HOW TO COMPLETE THIS TASK: In the records, find every line with the word "comments" and copy it out.

DATA UNDER STUDY:
= = = =

PR #3141, opened 2022-12-21
CMS API: Remove wrong params for DELETE file

jlledom:

The OpenAPI v1 spec for the CMS API contains some wrong parameters for the DELETE File endpoint

This is part of: [THREESCALE-8991](https://issues.redhat.com/browse/THREESCALE-8991)


thalesmiguel (commented):
Should we also remove the source2swagger magic comments in https://github.com/3scale/porta/blob/master/app/controllers/admin/api/cms/files_controller.rb#L105-L109 for consistency?

jlledom:
> Should we also remove the source2swagger magic comments in https://github.com/3scale/porta/blob/master/app/controllers/admin/api/cms/files_controller.rb#L105-L109 for consistency?

You're right! Done!

akostadinov (approved):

= = = =

SOLUTION FOR THIS PROBLEM:
Should we also remove the source2swagger magic comments in https://github.com/3scale/porta/blob/master/app/controllers/admin/api/cms/files_controller.rb#L105-L109 for consistency?
> Should we also remove the source2swagger magic comments in https://github.com/3scale/porta/blob/master/app/controllers/admin/api/cms/files_controller.rb#L105-L109 for consistency?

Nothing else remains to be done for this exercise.